▶ _Requirement_: Return only those lines of the records below in which "CaseInstanceService" appears.

BEGIN Input

PR #849, opened 2026-07-23
GH-824: Fixed open search sorting (previously not working) and default sorting preferences that weren't being applied correctly

marijnritense:
Solves https://github.com/generiekzaakafhandelcomponent/gzac-issues/issues/824


backend/case/src/main/kotlin/com/ritense/case/service/CaseInstanceService.kt
```diff
@@ -174,8 +175,11 @@ class CaseInstanceService(
 
     private fun mutatePageable(caseListColumns: Collection<CaseListColumn>, pageable: Pageable): PageRequest {
         val newSortOrders = pageable.sort.map { sortOrder ->
-            val caseListColumn = caseListColumns.find { caseListColumn -> caseListColumn.id.key == sortOrder.property }
+            val sortKey = sortOrder.property.removePrefix("$.")
+            logger.info { "mutatePageable: sortKey=$sortKey, columns=${caseListColumns.map { it.id.key }}" }
```
ivo-ritense: I don't think we should do multiple info log lines every time a search is done.

backend/case-opensearch/src/main/kotlin/com/ritense/document/opensearch/service/JsonSchemaDocumentOpenSearchService.kt
```diff
@@ -385,20 +391,35 @@ class JsonSchemaDocumentOpenSearchService(
...
+                queryBuilder.withSorts(sortBuilder)
+                logger.info { "executeSearch: adding sort $osField $sortOrder" }
+            }
+        }
 
+        val dataQuery = queryBuilder.build()
         val hits = elasticsearchOperations.search(dataQuery, JsonSchemaDocumentOsDocument::class.java)
         val total = hits.totalHits
         val ids: List<String> = hits.searchHits.mapNotNull { it.id }
+        logger.info { "executeSearch: returned ${ids.size} IDs in order: $ids" }
```
ivo-ritense: Again, this could maybe be trace, but i don't feel most of these log lines being useful

ivo-ritense (approved):

Klaas-Ritense (approved):

PR #857, opened 2026-07-28
Skip documents missing in the Documenten API when listing case documents

mbritense:
closes https://github.com/generiekzaakafhandelcomponent/gzac-issues/issues/799


backend/zgw/zaken-api/src/main/kotlin/com/ritense/zakenapi/service/ZaakDocumentService.kt
Klaas-Ritense, line 1: Right now its only a partial fix. Things like `ZaakDocumentService.deleteRelatedInformatieObjecten` will still break

ivo-ritense (approved):

Klaas-Ritense (approved):

PR #868, opened 2026-07-30
feat: building block hardening

mbritense:
- Building block call activities are validated on save, update, and at runtime: a missing, wrong, or namespace-shadowed business key mapping now fails with a clear fix-it message instead of the building block silently running against the wrong case data
- The validation understands engine namespace rules: a correct `camunda:in` that is ignored because `operaton:in` elements are present is detected and explained
- Deploying a new process version with a broken building block call activity logs an error pointing at the problem
- Input mappings must target building block fields and output mappings must read from them; invalid mappings are rejected on save instead of silently ignored
- Plugin action properties that resolve to no value are logged with property, activity, and process, making silent misbehaviour (e.g. mails without attachments) diagnosable
- Regression tests prove passing values and file references into a building block, resolving them in plugin actions, and prefilling task forms from the building block document
- Documentation added on how data and file attachments reach a building block and what the call activity must look like
- Release notes for 13.40.0 filled in


backend/building-block/src/main/kotlin/com/ritense/buildingblock/processlink/mapper/BuildingBlockProcessLinkMapper.kt
```diff
@@ -271,6 +281,36 @@ class BuildingBlockProcessLinkMapper(
...
+        inputMappings: List<BuildingBlockInputMapping>,
+        outputMappings: List<BuildingBlockOutputMapping>
+    ) {
+        val invalidInputTargets = inputMappings
+            .map { it.getPrefixedTarget() }
+            .filter { !it.startsWith(DOC_TARGET_PREFIX) }
+        require(invalidInputTargets.isEmpty()) {
+            "Input mapping targets must be building block fields. A value passed to a building block is " +
+                "stored in the building block document and can be referenced inside the building block " +
+                "with 'doc:'. Invalid targets: ${invalidInputTargets.joinToString()}"
```
marijnritense: That's a lot of words! I don't think this is a showstopper or anything, but if you have the chance, can you make this a bit less wordy? This applies to the other require as well

documentation/release-notes/13.x.x/13.40.0/README.md
```diff
@@ -12,10 +12,36 @@
...
+  When a plugin action property resolves to no value — for example an attachment list that references a field that
+  does not exist in the current context — a warning is now logged that names the property, the activity, and the
+  process definition. This makes it much easier to find out why a plugin action behaves as if a value was never
+  provided.
 
 ## Bugfixes
 
 * New bugfix.
+
+## Documentation
```
marijnritense: This isn't a section for the release notes. We link to relevant release notes on the individual release notes. I see the purpose of it, though, so maybe link it in the "Clearer rules for building block input and output mappings", or one of the other ones you added?

backend/plugin/src/main/kotlin/com/ritense/plugin/service/PluginService.kt
```diff
@@ -691,10 +693,36 @@ class PluginService(
...
     }
 
+    /**
+     * A property that resolves to null is passed to the plugin action as null, which typically makes
+     * the action silently skip the related behaviour (e.g. sending a mail without attachments). Log
+     * it, so misconfigured references are diagnosable. A common cause is referencing a process
+     * variable (pv:) inside a building block: values passed to a building block only exist in the
+     * building block document (doc:), never as process variables.
+     */
+    private fun logUnresolvedActionProperties(
```
ivo-ritense, line 712: I'm not sure i like this. i think there can be valid cases where some data is null. if every times that is logged as warn this might cause all kinds of spam. I would either remove this, or change the log level to debug.

documentation/release-notes/13.x.x/13.40.0/README.md
```diff
@@ -12,10 +12,36 @@
 
 ## Enhancements
 
-* **New enhancement title**
+* **Building block call activities are now validated**
 
-  New enhancement explanation.
+  The business key configuration of a building block call activity is checked when the building block link is saved
```
ivo-ritense: I feel that some of these release notes go too much into the technical detail. They should be easily understandable and preferably not too long.

ivo-ritense (approved):

ivo-ritense:
Validation works for business key and input mappings when saving a process, but the feedback is in the console instead of to the user.

PR #869, opened 2026-07-30
Export and import a system process with the elements it references

maarten-ritense:
### Describe the changes
Link to the related Github issue: https://github.com/generiekzaakafhandelcomponent/gzac-issues/issues/481

A process that is not linked to a case definition (the processes on `/processes`) could only be moved between environments as a bare BPMN file, so its process links — and everything it references — had to be reconnected or redeployed by hand on every next environment. This adds an export that bundles the process **with everything it needs**, and an import for that package.

The export now writes a complete package under `config/global/`: the process BPMN, its process links, and — walked recursively — the **called sub-processes, decision tables and forms** it references. This is the same closure a case-definition export produces. Importing it deploys the process and every bundled element; elements that already exist on the target are (re)deployed, and the import preview lists which ones **will be replaced** so the user consents first.

The import half already existed and was largely unreachable: `GlobalProcessDefinitionImporter`, `GlobalDecisionDefinitionImporter`, `GlobalFormDefinitionImporter`, `GlobalProcessLinkImporter` and `ValtimoImportService.importGlobal` already consume `config/global/{bpmn,dmn,form,process-link}/*` — that is how the dev app deploys `document-upload` and its plugin links at startup. The work is almost entirely on the **export** side (no exporter wrote called elements into `config/global`), plus the REST endpoints, the preview and the UI.

Specify the code branch location: `story/481-system-process-export-include-process-links` → `next-minor`

**Relevant comments:**
> **Scope: the package is complete (this changed during review).** An earlier version of this branch deliberately excluded called sub-processes, decision tables and forms and only *reported* them as missing on import. Reviewer feedback (marijnritense) was that this sets wrong expectations — a process that references other definitions should export them too. The agreed acceptance criterion is **parity with the case-definition export**, so the recursive walk is now on: a call activity pulls in its sub-process (and that sub-process's own called elements, transitively), a business rule task pulls in its decision table, and a form process link pulls in its form. **Form flow definitions are the one deliberate exclusion**: they are architecturally case/building-block scoped (the blueprint is part of the `form_flow_definition` primary key, there is no global storage or `deployGlobalFormFlow`), so a case-unlinked process cannot hold a resolvable form-flow link. Including them would need a schema migration plus a change to the shared `BlueprintOwner`/`BlueprintType` contract; out of scope, raise separately if ever needed.
>
> **The import preview now shows what will be *replaced*, not what is *missing*.** Because the package now carries the referenced elements, importing can update an element that already exists on the target and may be shared with other processes. The preview therefore returns `elementsToReplace` (processes, decision tables, forms that already exist here and will be overwritten), surfaced in the review step as a warning so replacing them is a conscious choice; the import stays enabled. The old "missing reference" list narrows to references that genuinely **could not be bundled**.
>
> **Resolvable-but-missing fails loudly; unbundlable is skipped and reported.** A `deployment` binding or an expression based `calledElement` / `decisionRef` (`${…}` / `#{…}`) cannot be resolved to a specific definition, so it is left out of the package and named by the import preview as "could not be included". A reference that *can* be resolved statically (a literal key with a latest/version/versionTag binding) but points at a definition that is **not deployed here** now **fails the export** with a descriptive message, matching `ProcessDefinitionExporter` — bundling something that references a missing definition would produce a broken package. A missing form referenced by a process link fails the same way; because the form is referenced by id, the message names the **activity and process** the link belongs to (the form's name is gone with the form), or the form name when it is still resolvable. The frontend shows a dedicated export-error toast for this instead of the misleading "Process failed to deploy".
>
> **⚠ Behaviour change: `config/global` process links are leading.** The imported process-link file is the complete set of links for a process, so links not in the file are removed. This applies to importing a package *and* to the startup autodeployment of `config/global/process-link/*.json`. A link added through the interface on top of a process that also ships a `config/global` process-link file disappears on the next restart. Chosen deliberately (configuration stays authoritative, environments cannot drift) and described in the release notes.
>
> **Read-only system processes are protected.** Importing over a process that exists as a system process which may not be updated (`valtimo.process.systemProcessUpdatable=false`) is refused in the REST layer; `GlobalProcessDefinitionImporter` keeps `skipIsDeployableCheck = true` so startup autodeployment retains authority over its own system processes.
>
> **Import preview only considers global process links (review follow-up).** `ProcessDefinitionImportPreviewService` and `PluginConfigurationImportPreviewContributor` matched any `.../process-link/*.process-link.json` in the archive, so case- and building-block-scoped process links in an uploaded package were treated as the process's own global links — corrupting the missing-reference / element-to-replace preview and the plugin mapping. The regex is now anchored on `global/`, matching the global exporter/importer path (resolves marijnritense's comment); covered by a new case-scoped regression test.
>
> **Export manifest.** A system process export produces a manifest: `ArtifactType.PROCESS_DEFINITION`, with the plugins of its process links as dependencies. A bpmn has no field a manifest can `$ref` into, so both values are literals: title = process name (falling back to key), version = the `operaton:versionTag` (stable across environments), falling back to the deployment version. A version tag that encodes a case or building block definition is ignored. This needed a 2-line change to `ValtimoExportService`: it collected `manifestDependencies` only from non-root exporters, which assumed one exporter per root request; the bpmn and the process links are two exporters of the same request, so dependencies are now collected from any result that does not itself contribute the root artifact. No behaviour change for existing exports.
>
> **UI: the export actions were relabelled and reordered.** The process menu now offers **Export** (the full package — process + links + referenced elements) as the primary action, and **Export BPMN definition** for the bare BPMN. Previously "Export" was the bare BPMN and "Export with process links" the package. During the import, plugin links in the package can be pointed at the target environment's plugin configuration via a new standalone plugin-configuration-mapping component in `@valtimo/plugin`.
>
> **Refactor: `ProcessLinkResource` was split by responsibility.** The single 22-endpoint controller became three focused controllers serving the same URLs — `ProcessLinkResource` (base `/api/v1/process-link` CRUD), `CaseProcessDefinitionManagementResource` (case-definition process management) and `ProcessDefinitionManagementResource` (case-unlinked process management incl. export/import/preview/validate) — sharing a `ProcessDefinitionResponseAssembler`. The security configurer was split to match (one per surface, plus one for the runtime task endpoints), and the unit + integration tests were split per resource. URLs, request/response contracts and authorization rules are unchanged. A dead endpoint (`getSingleProcessDefinitionWithLinks` — unreachable behind `denyAll` and unused by the frontend) and an orphan security matcher (no controller mapped it) were removed along the way.
>
> **Docs target 13.43.0.** 13.42.0 releases first with other teams' notes, so these release notes were retargeted to 13.43.0.

### Breaking changes

No schema migration (form flows were deliberately excluded to avoid one). Packages exported by the earlier version of this branch (bpmn + process-link only) still import — the added importers simply find no dmn/form/extra-bpmn entries. The API URLs and contracts are unchanged by the controller split.

### Documentation

`documentation/release-notes/13.x.x/13.43.0/README.md` and the system-process configuration guide at `documentation/configuration-guides/system-processes/` (both added to `SUMMARY.md`). The `next-minor` merge brought in the new documentation standard, which removed the old `documentation/features/process/` and `documentation/using-valtimo/process/` trees, so the system-process docs were re-authored in the new structure.

- [x] Yes

### Tests
- [x] Yes

`GlobalProcessDefinitionExporterTest` (walk, building-block/deployment/expression skip, fail-on-missing), `GlobalDecisionDefinitionExporterTest`, `GlobalFormDefinitionExporterTest` (incl. clear missing-form message), `GlobalProcessLinkExporterTest`, `FormProcessLinkMapperTest`, `ProcessDefinitionImportPreviewServiceTest` (replace list, unresolved refs, and case-scoped process links ignored), `PluginConfigurationImportPreviewContributorTest` (new), `GlobalProcessLinkImporterTest`, the split resource tests, and the frontend upload/builder specs.

- [x] Yes

`GlobalProcessDefinitionExporterIntTest` (referenced DMN bundled, deployed with the process or separately), `GlobalProcessDefinitionRoundTripIntTest`, `GlobalProcessLinkImporterIntTest`, `ProcessDefinitionImportPreviewServiceIntTest` (incl. `elementsToReplace`), `GlobalProcessDefinitionExportManifestIntTest`, and the split `ProcessLinkResourceIT` / `CaseProcessDefinitionManagementResourceIT`.

Describe the testing steps
- [ ] `Export` on `/processes/document-upload` downloads `<key>_v<version>_<timestamp>.process.zip` containing, under `config/global/`, the root bpmn, every called sub-process bpmn + its process-link json, every referenced dmn, every form referenced by a process link (recursively), and `valtimo-manifest.json`
- [ ] `Export BPMN definition` on the same process downloads only the bare `<key>.bpmn`
- [ ] Importing that package on a clean environment deploys the process and every referenced element; all process links resolve and point at the mapped plugin configurations
- [ ] Importing over an environment that already has some of those elements lists exactly those under "will be replaced" in the review step, and importing replaces them
- [ ] Exporting a process whose business rule task references a decision table (or call activity a sub-process) that is **not deployed** here fails with the export-specific error toast naming the missing element, instead of a package with a dangling reference
- [ ] Importing over a protected system process is refused with "managed by the application configuration", with `Upload` disabled
- [ ] Uploading a bare `.bpmn` behaves exactly as before
- [ ] The file dialog filters on `.bpmn` / `.zip` in Firefox and Safari — cannot be automated, `setInputFiles` bypasses the dialog

### Security
- [x] Yes

The import refuses a package before applying any of it when it would fail or when it would overwrite a process managed by configuration, so no partially imported state can result. The preview and the import both derive their decisions from the archive contents server-side; nothing from the client decides what may be replaced. The export fails before producing a package that references a definition that is not present. A dead, unreachable endpoint and an orphan security matcher were removed, reducing surface.

- [x] Yes

The management endpoints (now split across `ProcessLinkResource`, `CaseProcessDefinitionManagementResource` and `ProcessDefinitionManagementResource`) are restricted to `ADMIN`; the runtime task endpoints require an authenticated user. This is enforced by four ordered `HttpSecurityConfigurer`s (`ProcessLinkHttpSecurityConfigurer`, `ProcessLinkTaskHttpSecurityConfigurer`, `CaseProcessDefinitionManagementHttpSecurityConfigurer`, `ProcessDefinitionManagementHttpSecurityConfigurer`), all ordered below the `denyAll` fallback, and covered by `ProcessLinkSecuritySmokeIntegrationTest`. URLs are unchanged by the split.

- [ ] Yes
- [x] Not applicable

These are ADMIN-only management endpoints that run under `runWithoutAuthorization`, exactly like the existing case-definition export and import. There is no per-resource permission model for process definitions to check against.

### Dependencies
- [x] Yes

No new dependencies were added.


frontend/projects/valtimo/plugin/src/lib/components/plugin-configuration-mapping/plugin-configuration-mapping.component.ts
```diff
@@ -0,0 +1,232 @@
...
+import {ChangeDetectionStrategy, Component, Input, OnInit} from '@angular/core';
+import {FormBuilder, FormGroup, ReactiveFormsModule} from '@angular/forms';
+import {TranslateModule, TranslateService} from '@ngx-translate/core';
+import {ComboBoxModule, LayerModule, ListItem, NotificationModule} from 'carbon-components-angular';
+import {BehaviorSubject, forkJoin, Observable, take} from 'rxjs';
+import {PluginConfiguration} from '../../models';
+import {PluginManagementService} from '../../services/plugin-management.service';
+import {PluginTranslationService} from '../../services/plugin-translation.service';
+
+type PluginMappingStatus = 'available' | 'no-configurations' | 'not-installed';
```
sofiaIvarsRitense: Please move this type to a different file

frontend/projects/valtimo/plugin/src/lib/components/plugin-configuration-mapping/plugin-configuration-mapping.component.ts
```diff
@@ -0,0 +1,232 @@
...
+
+interface PluginConfigurationPreview {
```
sofiaIvarsRitense: Please move this interface to a different file

frontend/projects/valtimo/plugin/src/lib/components/plugin-configuration-mapping/plugin-configuration-mapping.component.ts
```diff
@@ -0,0 +1,232 @@
...
+  pluginConfigurationId: string;
+  pluginDefinitionKey: string | null;
+  existsInTargetEnvironment: boolean;
+}
+
+interface PluginMappingRow {
```
sofiaIvarsRitense: Please move this interface to a different file

sofiaIvarsRitense (approved):

backend/core/src/main/kotlin/com/ritense/valtimo/exporter/GlobalProcessDefinitionExporter.kt
```diff
@@ -0,0 +1,94 @@
...
+import com.ritense.valtimo.operaton.domain.OperatonProcessDefinition
+import com.ritense.valtimo.operaton.service.OperatonRepositoryService
+import org.operaton.bpm.engine.RepositoryService
+import org.operaton.bpm.model.bpmn.Bpmn
+import java.io.ByteArrayOutputStream
+
+/**
+ * Exports the BPMN of a process definition that is not part of a case definition.
+ *
+ * Unlike [ProcessDefinitionExporter] this exporter does not create related export requests for
```
marijnritense, line 35: Why do we not want to export called subprocesses/decision definitions?

backend/form-flow/src/main/kotlin/com/ritense/formflow/mapper/FormFlowProcessLinkMapper.kt
```diff
@@ -193,6 +195,26 @@ class FormFlowProcessLinkMapper(
 
     override fun getImporterType() = "formflow"
 
+    override fun getMissingReference(deployDto: ProcessLinkDeployDto, blueprintId: BlueprintId?): MissingReferenceDto? {
+        deployDto as FormFlowProcessLinkDeployDto
+        val definition = when (blueprintId) {
```
marijnritense, line 200: You're calling the same method twice, why are you using a when for this?

backend/core/src/main/kotlin/com/ritense/valtimo/exporter/GlobalProcessDefinitionExporter.kt
marijnritense: Discussed it a bit more internally, we would like to see this included before we accept it into the product. People will get wrong expectations if they export a process definition that references other process or decision definitions.

maarten-ritense: The idea is/was to mimic the existing export of a 'system' process with its process links included. As the existing system process export only exports the bpmn definition and not also its called elements I made the decision for this new export to exclude these as well.

Including these will extend the scope significantly and introduces more complexity if you ask me. It will do a lot more than the existing 'simple' system process export. What should the scope be then, include all called bpmn elements including and referenced form definitions too? What if called elements are used by other bpmn's as well, same question for forms.

Maybe we should discuss this a little more or it could be an iteration of this in the (near) future if there is demand for this.

backend/process-link/src/main/kotlin/com/ritense/processlink/service/ProcessDefinitionImportPreviewService.kt
```diff
@@ -0,0 +1,322 @@
...
+    }
+
+    companion object {
+        private val logger = KotlinLogging.logger {}
+        private const val PROCESS_DEFINITION_ID = "processDefinitionId"
+        private const val PROCESS_DEFINITION_ID_PLACEHOLDER = "-"
+        private val BPMN_REGEX = """.*/?global/bpmn/(?:.*/)?(.+)\.bpmn""".toRegex()
+        private val DMN_REGEX = """.*/?global/dmn/(?:.*/)?(.+)\.dmn""".toRegex()
+        private val FORM_REGEX = """.*/?global/form/(?:.*/)?(.+)\.form\.json""".toRegex()
+        private val PROCESS_LINK_REGEX = """.*/?process-link/(?:.*/)?(.+)\.process-link\.json""".toRegex()
```
marijnritense: I think this also matches case process links. Can you add the global part to the regex?

documentation/configuration-guides/system-processes/README.md
```diff
@@ -0,0 +1,112 @@
+# System processes
+
+System processes are [processes](../../fundamentals/process.md) that are critical to the functioning of Valtimo itself. Because they must be handled with care, they are marked as read-only by default: a read-only process can be used, but it cannot be edited, saved, or overwritten by an import.
+
+System processes are managed from **Admin** > **Processes**, where they are listed with the status **Read-only**.
```
marijnritense: This reads different from the other configuration guides. Should be a stepper with 2 steps, and include a screenshot showing how to get there.

documentation/configuration-guides/system-processes/README.md
```diff
@@ -0,0 +1,112 @@
...
+
+{% hint style="warning" %}
+A read-only system process can be used but not modified. To change one, make system processes updatable first.
+{% endhint %}
+
+---
+
+## Making a system process updatable
+
+Whether system processes are read-only is controlled by a back-end setting. By default it is off, so system processes are read-only. To allow them to be changed, set the following property in the `application.yml` of the back-end implementation:
```
marijnritense: This is too technical, this entire section can be removed

documentation/configuration-guides/system-processes/README.md
```diff
@@ -0,0 +1,112 @@
...
+While a process is read-only, the following is not possible:
+
+- Editing the diagram or saving (deploying) changes
+- Migrating running process instances to it
+- Overwriting it by importing a package (see [Import and export](#import-and-export))
+
+<figure><img src="../../assets/configuration-guides/system-processes/04-read-only-process-editor.png" alt=""><figcaption>A system process in the read-only viewer</figcaption></figure>
+
+{% hint style="warning" %}
+A read-only system process can be used but not modified. To change one, make system processes updatable first.
```
marijnritense: There's no UI way to configure this, so I think the best way to handle this is to not mention it right now.

documentation/configuration-guides/system-processes/README.md
```diff
@@ -0,0 +1,112 @@
...
+
+## Read-only behavior
+
+When a process is a system process, the process editor shows a red **System process** tag and a blue **Read-only** tag, and the diagram opens in a viewer that cannot be edited. The **Save** button is disabled.
+
+<figure><img src="../../assets/configuration-guides/system-processes/03-read-only-system-process.png" alt=""><figcaption>Read-only and System process tags</figcaption></figure>
+
+While a process is read-only, the following is not possible:
+
+- Editing the diagram or saving (deploying) changes
```
marijnritense: Can you make these things into a single hint? That draws extra attention to it. It should probably be moved down to just after the figure.

documentation/configuration-guides/system-processes/README.md
```diff
@@ -0,0 +1,112 @@
...
+
+---
+
+## Import and export
+
+{% hint style="success" %}
+Exporting and importing a system process as a full package is available since Valtimo `13.43.0`. Before that, only the BPMN definition could be exported.
+{% endhint %}
+
+A system process can always be exported. Use **Export** in the menu of the process to download a package.
```
marijnritense: Importing and exporting should be separate sections, with their own steps describing how to do this.

documentation/configuration-guides/system-processes/README.md
```diff
@@ -0,0 +1,112 @@
...
+<figure><img src="../../assets/configuration-guides/system-processes/05-upload-process-modal.png" alt=""><figcaption>Upload process definition</figcaption></figure>
+{% endstep %}
+{% step %}
+Click **Upload** to open the import preview.
+{% endstep %}
+{% endstepper %}
+
+A package cannot overwrite a process that exists on this environment as a read-only system process. In that case the import preview reports **Process is managed by configuration** and the import is blocked. Make the system process updatable first if the import has to replace it.
+
+### Mapping plugin configurations
```
marijnritense: This can be a part of the import section. But really, you can mostly use a similar text to what's in `configuration-guides/cases/README.md`'s "Uploading a case" section. This goes a bit too much into detail.

documentation/release-notes/13.x.x/13.43.0/README.md
```diff
@@ -4,18 +4,72 @@ Release date: 26-08-2026
 
 ---
 
+## New Features
```
marijnritense: Feels like there's way too much in the release notes here. Just document the feature, no need for all the tiny details as separate enhancements. In general there's too much text here, and unfortunately that means nobody will read the descriptions for these notes.

marijnritense (approved):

END Input

▶ _Exercise result_:
backend/case/src/main/kotlin/com/ritense/case/service/CaseInstanceService.kt
@@ -174,8 +175,11 @@ class CaseInstanceService(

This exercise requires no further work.